Friday, May 19, 2006

The Blind Poodle's Eye



I have a dream where the moon catches fire and destroys a small European country. I think it was Monaco. A Viking, playing cards at our kitchen table, begins to smolder.

The Viking, an indistinct shape engulfed in a leather-scented fog, shuffles the deck, places the Ace of Spades over our blind poodle’s eye and laughs darkly. He never much cared for Monaco.

The phone rings. The Viking has not completed his homework, did not properly shade his fjords, and besides, it is against school rules to pillage the principal’s office. He will not be allowed to traverse the whale-road with the crest-riders, will have to keep one eye closed during the film-strip about Valhalla’s winter swans.

Smoke detector, cloud-siren, wisps of Viking curl through the ground floor, cause the family to wake. Our driveway, car-hoarder, unwanted-flyer-bed, is filled with the keening of fire fighters, their hands covered with birds. The chief, his beard itself a grey-curled cloud, climbs a ladder, shatters glass and climbs in, one stringy leg after the other. A whistle and bird shadows enter the bedroom, darken the lights, the baseball pennants, the posters of girls and guitar gods.
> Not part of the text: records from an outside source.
PR #131, opened 2019-10-17
Fix bug trying ta tag non-existing CodeMirror instance.

stevemolitor:
Sometimes we see this error in the console:

This happens when the debounced method to tag the CodeMirror editor tries tag this.codeMirror after the component has unmounted and this.codeMirror has been set to null on componentWillUnmount. To fix, bail out of the method if `this.codeMirror` is not defined.

Fixing this might reduce some sentry errors.

### DIFF
--- a/src/components/helpers/pretty-text-input.js
+++ b/src/components/helpers/pretty-text-input.js
@@ -417,7 +417,12 @@ export default createReactClass({
 
     this.debouncedOnChangeAndTagCodeMirror = _.debounce(() => {
       this.isDebouncingCodeMirrorChange = false;
-      this.onChangeAndTagCodeMirror();
+
+      // If this.codeMirror no longer exists don't tag, to avoid this error:
+      // https://cdn.zapier.com/storage/photos/69d375365045c5fd6e9c7e2a68c43905.png
+      if (this.codeMirror) {
+        this.onChangeAndTagCodeMirror();
+      }
     }, 200);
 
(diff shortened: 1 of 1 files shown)


src/components/helpers/pretty-text-input.js
```diff
@@ -417,7 +417,12 @@ export default createReactClass({
 
     this.debouncedOnChangeAndTagCodeMirror = _.debounce(() => {
       this.isDebouncingCodeMirrorChange = false;
-      this.onChangeAndTagCodeMirror();
+
+      // If this.codeMirror no longer exists don't tag, to avoid this error:
+      // https://cdn.zapier.com/storage/photos/69d375365045c5fd6e9c7e2a68c43905.png
+      if (this.codeMirror) {
+        this.onChangeAndTagCodeMirror();
```
jdaudier: By "tag", do we mean create a pretty pill?

stevemolitor: Yes. We create a [`PrettyTag`](https://github.com/zapier/formatic/blob/fix-bug-tagging-non-existent-code-mirror/src/components/helpers/pretty-tag.js#L19) element [here](https://github.com/zapier/formatic/blob/fix-bug-tagging-non-existent-code-mirror/src/components/helpers/pretty-text-input.js#L440-L444), and then tell CodeMirror to use that whenever it sees a certain `{{123__value}}` text value.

The blind poodle begins to howl from beneath the Ace of Spades, my grandmother from beneath a shampoo-conditioner blend.

I’ve a sweatshirt halfway over my head and I bump my knee on the radio.

“Take an alternate route to the highway while you still can,” the announcer says. “Remember flowers for your mother.” The birds knock my wife into our wedding picture, and there’s confetti, but this time, it’s glass.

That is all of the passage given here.